The seasonally adjusted HSBC India Manufacturing Purchasing Managers’ Index fell from 56.6 in November to 55.0 in December.
| Photo Credit: Reuters
Expansion in India’s manufacturing performance slowed to a two-year low in December 2025, with the rate of new business orders, production, and employment growth all slowing, according to a private sector survey.
The seasonally adjusted HSBC India Manufacturing Purchasing Managers’ Index fell from 56.6 in November to 55.0 in December.
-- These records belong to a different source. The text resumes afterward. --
PR #341, opened 2017-09-20
softhsm2-util is extended with --aes flag

cherezov:
In addition to existing ability to import key pair to soft hsm new flag --aes is added to indicate that imported file must be used as key value content and treated as AES secret key wile importing to HSM.


bellgrim:
Thank you for the pull request. I made some minor changes: include CKA_ID when creating the object and update the documentation.

Issue #141, opened 2015-09-04
Support CKA_ALWAYS_AUTHENTICATE for private key objects


bellgrim:
The attribute CKA_ALWAYS_AUTHENTICATE is accepted by private key objects, but no action is made when this attribute is set to true.

Migrated from:
https://issues.opendnssec.org/browse/SOFTHSM-82

bellgrim:
Fixed in #364

PR #364, opened 2017-12-22
Issue #141: Support CKA_ALWAYS_AUTHENTICATE for private key objects.

bellgrim:


src/lib/test/ObjectTests.cpp
```diff
@@ -1975,12 +2103,12 @@ void ObjectTests::testAllowedMechanisms()
 
 	CK_KEY_TYPE keyType = CKK_GENERIC_SECRET;
 	CK_OBJECT_CLASS secretClass = CKO_SECRET_KEY;
-	CK_BYTE key[64];
+	CK_BYTE key[65] = { "0000000000000000000000000000000000000000000000000000000000000000" };
```
Jakuje, line 2106: This looks like some separate change unrelated to the actual issue. Can you put it into separate commit?

jariq:
I did not review the code but I have tested following scenarios:

- Signature creation with `CKM_RSA_PKCS` and `CKM_RSA_PKCS_PSS` mechanisms
  - using RSA key that has `CKA_ALWAYS_AUTENTICATE` attribute set to `CK_FALSE`
  - using RSA key that has `CKA_ALWAYS_AUTENTICATE` attribute set to `CK_TRUE`  
- Signature creation with `CKM_ECDSA` mechanism
  - using EC key that has `CKA_ALWAYS_AUTENTICATE` attribute set to `CK_FALSE`
  - using EC key that has `CKA_ALWAYS_AUTENTICATE` attribute set to `CK_TRUE`

Everything worked as expected. Good job 👍

src/lib/test/ObjectTests.cpp
bellgrim: This was to fix a Valgrind memory error so that there were no issues when running the ObjectTests. Have split this into two commits.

The last time it was lower was in December 2023, when the index value had touched 54.9.
“The end of the 2025 calendar year was characterised by a loss of growth momentum across several measures tracked by the HSBC India Manufacturing PMI survey,” the report said. “Positive demand trends continued to underpin sharp increases in new business intakes and production, but rates of expansion eased on the back of competitive pressures and subdued sales of specific items.”
Specifically, the report said that new work orders rose at the weakest rate since December 2023, output levels at the slowest pace since October 2022, and employment rose at the slowest pace in the last 22 months.
“We have seen a steady spell of softer growth in new export orders,” Pollyanna De Lima, economics associate director at S&P Global Market Intelligence, said. “In fact, the share of companies signalling higher international sales in December was about half of the average for 2025.”
The data showed that new export orders rose the least in 14 months in December 2025. The report added that, in the few cases where growth was anticipated, the orders came from clients in Asia, Europe and the Middle East.
“Indian goods producers foresee an increase in output during 2026 relative to present levels, but the overall level of sentiment faded to its lowest in close to three-and-a-half years,” the report said.